* [Task objective] One range is to be output from the listing below, exactly as written: the line with "Issue #5977, opened 2022-09-13" to the line with "## What problem", both kept.

* [Input data]

•••

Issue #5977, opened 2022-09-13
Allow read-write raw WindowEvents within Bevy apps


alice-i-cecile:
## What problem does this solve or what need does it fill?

•••

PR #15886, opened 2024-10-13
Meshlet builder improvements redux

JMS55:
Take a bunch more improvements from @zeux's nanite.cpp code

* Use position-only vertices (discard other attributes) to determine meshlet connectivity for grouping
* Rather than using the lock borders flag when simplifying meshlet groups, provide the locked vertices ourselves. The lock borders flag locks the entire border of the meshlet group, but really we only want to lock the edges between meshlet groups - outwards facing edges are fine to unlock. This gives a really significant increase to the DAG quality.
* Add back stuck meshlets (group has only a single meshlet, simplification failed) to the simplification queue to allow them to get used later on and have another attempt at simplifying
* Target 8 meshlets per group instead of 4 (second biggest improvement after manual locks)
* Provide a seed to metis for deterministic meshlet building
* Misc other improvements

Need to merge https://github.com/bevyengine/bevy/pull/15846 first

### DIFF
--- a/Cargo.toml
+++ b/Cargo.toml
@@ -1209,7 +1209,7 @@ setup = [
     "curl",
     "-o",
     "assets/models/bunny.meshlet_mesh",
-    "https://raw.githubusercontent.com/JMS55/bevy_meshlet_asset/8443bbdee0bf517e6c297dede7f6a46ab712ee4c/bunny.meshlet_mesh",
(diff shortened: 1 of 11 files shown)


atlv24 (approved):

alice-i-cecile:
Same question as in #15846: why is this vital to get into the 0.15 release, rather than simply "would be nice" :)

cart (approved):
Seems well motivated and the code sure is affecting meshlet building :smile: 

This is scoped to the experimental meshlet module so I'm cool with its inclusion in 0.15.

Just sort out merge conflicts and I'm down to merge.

•••

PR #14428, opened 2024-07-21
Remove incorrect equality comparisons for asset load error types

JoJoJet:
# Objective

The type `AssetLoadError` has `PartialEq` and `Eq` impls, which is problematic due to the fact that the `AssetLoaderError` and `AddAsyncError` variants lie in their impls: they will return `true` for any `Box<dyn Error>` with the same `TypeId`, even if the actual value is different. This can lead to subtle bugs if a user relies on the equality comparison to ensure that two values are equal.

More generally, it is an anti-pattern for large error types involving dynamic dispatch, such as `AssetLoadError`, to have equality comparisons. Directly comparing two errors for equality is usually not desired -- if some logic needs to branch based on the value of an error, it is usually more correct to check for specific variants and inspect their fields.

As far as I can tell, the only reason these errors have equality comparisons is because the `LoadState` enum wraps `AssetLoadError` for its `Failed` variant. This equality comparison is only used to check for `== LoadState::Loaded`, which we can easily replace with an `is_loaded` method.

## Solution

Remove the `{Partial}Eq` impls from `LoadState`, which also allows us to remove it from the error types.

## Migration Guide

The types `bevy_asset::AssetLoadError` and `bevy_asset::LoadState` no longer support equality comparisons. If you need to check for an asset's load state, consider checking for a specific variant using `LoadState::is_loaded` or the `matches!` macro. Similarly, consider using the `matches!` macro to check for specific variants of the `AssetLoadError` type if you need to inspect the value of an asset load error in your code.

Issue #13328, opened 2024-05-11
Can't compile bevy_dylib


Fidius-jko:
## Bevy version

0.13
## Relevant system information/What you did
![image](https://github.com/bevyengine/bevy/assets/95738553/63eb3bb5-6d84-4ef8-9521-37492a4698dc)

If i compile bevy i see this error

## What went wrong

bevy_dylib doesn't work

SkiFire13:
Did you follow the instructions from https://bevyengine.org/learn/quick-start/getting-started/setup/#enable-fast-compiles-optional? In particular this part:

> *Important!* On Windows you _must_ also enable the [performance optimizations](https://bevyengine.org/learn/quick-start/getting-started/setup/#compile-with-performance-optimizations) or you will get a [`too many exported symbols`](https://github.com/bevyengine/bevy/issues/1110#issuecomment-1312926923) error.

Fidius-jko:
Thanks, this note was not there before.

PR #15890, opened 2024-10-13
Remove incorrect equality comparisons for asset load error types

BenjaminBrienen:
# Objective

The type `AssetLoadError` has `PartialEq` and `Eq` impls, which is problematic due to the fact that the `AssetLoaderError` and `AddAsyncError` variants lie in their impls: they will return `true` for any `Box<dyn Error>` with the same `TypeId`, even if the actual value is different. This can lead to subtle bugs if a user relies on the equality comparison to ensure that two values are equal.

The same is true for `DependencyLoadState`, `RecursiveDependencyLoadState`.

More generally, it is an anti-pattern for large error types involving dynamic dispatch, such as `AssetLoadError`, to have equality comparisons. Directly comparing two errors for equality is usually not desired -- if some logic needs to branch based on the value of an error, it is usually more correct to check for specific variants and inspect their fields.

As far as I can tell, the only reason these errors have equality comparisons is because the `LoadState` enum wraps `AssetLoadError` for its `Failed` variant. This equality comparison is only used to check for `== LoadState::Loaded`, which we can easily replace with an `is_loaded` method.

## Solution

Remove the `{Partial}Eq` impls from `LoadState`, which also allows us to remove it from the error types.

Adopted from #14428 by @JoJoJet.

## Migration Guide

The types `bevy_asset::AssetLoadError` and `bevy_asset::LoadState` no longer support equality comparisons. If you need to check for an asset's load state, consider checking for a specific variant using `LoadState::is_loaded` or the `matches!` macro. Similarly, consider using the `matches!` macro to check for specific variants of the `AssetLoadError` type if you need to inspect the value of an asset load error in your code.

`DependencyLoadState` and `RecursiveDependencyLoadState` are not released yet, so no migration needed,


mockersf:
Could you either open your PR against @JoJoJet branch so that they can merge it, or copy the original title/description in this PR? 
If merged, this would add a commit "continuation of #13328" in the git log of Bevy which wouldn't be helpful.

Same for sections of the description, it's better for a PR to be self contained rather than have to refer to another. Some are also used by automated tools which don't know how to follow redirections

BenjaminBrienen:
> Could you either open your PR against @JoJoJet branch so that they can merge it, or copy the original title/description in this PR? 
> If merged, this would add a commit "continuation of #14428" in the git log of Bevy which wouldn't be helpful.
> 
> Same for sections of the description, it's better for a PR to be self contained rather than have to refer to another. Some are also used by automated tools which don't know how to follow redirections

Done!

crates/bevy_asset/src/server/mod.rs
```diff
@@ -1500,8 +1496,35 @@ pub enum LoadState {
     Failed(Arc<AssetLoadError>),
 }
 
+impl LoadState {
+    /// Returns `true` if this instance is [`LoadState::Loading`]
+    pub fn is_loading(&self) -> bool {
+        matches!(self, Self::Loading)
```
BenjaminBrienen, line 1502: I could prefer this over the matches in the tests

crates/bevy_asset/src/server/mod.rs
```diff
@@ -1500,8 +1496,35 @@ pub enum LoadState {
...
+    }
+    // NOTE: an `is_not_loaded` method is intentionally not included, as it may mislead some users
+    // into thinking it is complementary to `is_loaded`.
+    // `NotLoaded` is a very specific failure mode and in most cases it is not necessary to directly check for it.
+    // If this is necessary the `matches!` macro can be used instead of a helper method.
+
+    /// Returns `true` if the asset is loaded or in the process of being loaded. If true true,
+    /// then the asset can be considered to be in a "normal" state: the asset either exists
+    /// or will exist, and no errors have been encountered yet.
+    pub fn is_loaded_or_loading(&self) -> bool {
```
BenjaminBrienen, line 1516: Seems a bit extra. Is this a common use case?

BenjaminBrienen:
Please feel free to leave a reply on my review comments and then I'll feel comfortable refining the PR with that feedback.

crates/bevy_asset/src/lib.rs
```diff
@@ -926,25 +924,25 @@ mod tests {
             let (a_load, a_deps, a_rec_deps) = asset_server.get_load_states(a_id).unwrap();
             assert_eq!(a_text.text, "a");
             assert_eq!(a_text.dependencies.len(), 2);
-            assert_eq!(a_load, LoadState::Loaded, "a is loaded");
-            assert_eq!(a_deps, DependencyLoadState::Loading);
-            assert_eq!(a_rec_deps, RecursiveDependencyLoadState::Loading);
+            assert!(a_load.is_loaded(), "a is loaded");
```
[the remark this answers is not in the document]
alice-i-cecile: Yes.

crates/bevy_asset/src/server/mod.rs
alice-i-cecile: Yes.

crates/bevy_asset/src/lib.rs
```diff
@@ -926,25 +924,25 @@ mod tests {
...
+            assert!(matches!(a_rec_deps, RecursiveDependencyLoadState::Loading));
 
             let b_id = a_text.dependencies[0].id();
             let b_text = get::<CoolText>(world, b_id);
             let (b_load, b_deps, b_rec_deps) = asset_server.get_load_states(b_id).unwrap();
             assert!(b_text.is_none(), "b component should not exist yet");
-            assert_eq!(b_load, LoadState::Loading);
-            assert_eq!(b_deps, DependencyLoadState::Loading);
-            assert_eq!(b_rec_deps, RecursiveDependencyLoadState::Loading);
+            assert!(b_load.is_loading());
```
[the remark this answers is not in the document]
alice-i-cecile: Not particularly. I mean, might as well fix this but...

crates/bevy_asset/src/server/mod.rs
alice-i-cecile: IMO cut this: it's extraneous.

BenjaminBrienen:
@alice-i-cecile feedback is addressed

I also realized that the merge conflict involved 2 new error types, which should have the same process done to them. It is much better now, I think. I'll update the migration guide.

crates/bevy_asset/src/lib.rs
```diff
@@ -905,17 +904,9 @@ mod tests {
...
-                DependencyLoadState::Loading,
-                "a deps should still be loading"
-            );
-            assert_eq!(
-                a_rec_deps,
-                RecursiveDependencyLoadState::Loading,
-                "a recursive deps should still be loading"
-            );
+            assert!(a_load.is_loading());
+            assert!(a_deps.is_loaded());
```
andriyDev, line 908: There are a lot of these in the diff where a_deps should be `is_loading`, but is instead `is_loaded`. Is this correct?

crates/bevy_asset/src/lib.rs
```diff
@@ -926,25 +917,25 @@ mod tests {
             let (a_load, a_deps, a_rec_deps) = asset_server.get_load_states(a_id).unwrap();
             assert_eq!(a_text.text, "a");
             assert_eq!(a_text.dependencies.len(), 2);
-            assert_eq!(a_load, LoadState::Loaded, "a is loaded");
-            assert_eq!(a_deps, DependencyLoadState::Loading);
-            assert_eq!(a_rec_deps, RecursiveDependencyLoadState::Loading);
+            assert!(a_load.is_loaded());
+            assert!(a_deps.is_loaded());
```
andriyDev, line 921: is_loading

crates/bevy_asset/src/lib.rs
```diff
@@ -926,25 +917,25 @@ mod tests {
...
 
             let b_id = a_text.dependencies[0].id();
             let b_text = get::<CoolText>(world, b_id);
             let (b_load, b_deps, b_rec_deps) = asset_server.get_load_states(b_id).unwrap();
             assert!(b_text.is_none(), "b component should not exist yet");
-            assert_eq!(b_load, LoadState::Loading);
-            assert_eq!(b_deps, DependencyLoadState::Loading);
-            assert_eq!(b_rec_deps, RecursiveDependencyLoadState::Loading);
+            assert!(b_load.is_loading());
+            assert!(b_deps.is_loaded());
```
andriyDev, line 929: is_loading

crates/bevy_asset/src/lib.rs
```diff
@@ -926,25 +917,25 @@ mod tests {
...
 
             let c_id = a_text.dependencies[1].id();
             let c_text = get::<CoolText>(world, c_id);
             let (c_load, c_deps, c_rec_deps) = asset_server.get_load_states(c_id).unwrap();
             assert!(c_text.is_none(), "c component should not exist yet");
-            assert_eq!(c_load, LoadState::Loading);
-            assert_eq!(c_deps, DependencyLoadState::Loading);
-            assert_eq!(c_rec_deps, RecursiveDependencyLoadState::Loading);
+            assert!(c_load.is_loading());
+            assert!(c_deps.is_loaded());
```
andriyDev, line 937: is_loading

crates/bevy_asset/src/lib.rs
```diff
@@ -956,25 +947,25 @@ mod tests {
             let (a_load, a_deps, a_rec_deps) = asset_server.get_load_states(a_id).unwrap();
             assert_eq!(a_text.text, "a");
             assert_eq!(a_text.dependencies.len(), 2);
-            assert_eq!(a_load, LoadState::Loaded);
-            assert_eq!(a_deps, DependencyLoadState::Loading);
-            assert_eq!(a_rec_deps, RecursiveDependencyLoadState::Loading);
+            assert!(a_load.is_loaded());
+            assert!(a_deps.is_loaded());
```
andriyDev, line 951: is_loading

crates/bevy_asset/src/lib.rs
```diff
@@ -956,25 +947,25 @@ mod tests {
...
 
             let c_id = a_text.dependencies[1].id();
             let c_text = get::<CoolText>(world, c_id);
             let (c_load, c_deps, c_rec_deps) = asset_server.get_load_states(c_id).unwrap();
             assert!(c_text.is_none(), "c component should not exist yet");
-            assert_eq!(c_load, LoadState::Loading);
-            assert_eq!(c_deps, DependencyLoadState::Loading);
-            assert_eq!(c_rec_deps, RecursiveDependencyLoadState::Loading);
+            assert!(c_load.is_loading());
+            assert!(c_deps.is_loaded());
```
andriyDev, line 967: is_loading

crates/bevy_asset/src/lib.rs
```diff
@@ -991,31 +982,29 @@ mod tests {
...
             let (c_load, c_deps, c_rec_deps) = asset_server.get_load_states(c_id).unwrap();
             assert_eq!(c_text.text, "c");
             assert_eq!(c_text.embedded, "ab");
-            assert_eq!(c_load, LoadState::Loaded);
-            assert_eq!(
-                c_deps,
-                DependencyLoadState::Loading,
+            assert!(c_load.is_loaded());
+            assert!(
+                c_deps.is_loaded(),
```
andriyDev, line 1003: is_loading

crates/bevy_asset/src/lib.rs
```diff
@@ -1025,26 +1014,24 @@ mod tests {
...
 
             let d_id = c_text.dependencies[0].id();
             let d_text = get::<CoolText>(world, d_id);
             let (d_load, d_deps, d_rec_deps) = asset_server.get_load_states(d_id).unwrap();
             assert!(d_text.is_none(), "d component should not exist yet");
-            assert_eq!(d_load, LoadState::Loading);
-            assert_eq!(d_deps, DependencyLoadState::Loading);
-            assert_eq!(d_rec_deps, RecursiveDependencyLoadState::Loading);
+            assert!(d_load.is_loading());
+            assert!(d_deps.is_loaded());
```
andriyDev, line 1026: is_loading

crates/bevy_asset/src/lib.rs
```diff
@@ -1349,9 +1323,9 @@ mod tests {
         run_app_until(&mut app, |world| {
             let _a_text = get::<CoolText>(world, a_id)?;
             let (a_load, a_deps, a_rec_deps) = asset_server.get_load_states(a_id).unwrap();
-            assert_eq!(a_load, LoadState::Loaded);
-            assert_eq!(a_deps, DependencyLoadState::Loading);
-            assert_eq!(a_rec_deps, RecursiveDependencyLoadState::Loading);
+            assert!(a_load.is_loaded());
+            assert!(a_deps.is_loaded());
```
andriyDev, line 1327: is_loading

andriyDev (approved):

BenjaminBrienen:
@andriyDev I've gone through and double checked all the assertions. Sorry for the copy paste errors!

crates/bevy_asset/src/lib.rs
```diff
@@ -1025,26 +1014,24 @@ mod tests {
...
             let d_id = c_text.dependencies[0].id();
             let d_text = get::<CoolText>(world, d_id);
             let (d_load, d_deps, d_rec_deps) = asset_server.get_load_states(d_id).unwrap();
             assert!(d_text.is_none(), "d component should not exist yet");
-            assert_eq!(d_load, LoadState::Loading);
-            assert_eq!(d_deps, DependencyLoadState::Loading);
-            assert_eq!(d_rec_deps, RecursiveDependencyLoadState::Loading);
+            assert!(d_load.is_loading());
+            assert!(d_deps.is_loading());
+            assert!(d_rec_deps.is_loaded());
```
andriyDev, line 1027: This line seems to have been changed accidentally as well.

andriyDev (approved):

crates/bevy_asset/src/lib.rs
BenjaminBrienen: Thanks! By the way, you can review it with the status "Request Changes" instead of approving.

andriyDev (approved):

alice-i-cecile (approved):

•••

* [Task response]
Issue #5977, opened 2022-09-13
Allow read-write raw WindowEvents within Bevy apps


alice-i-cecile:
## What problem does this solve or what need does it fill?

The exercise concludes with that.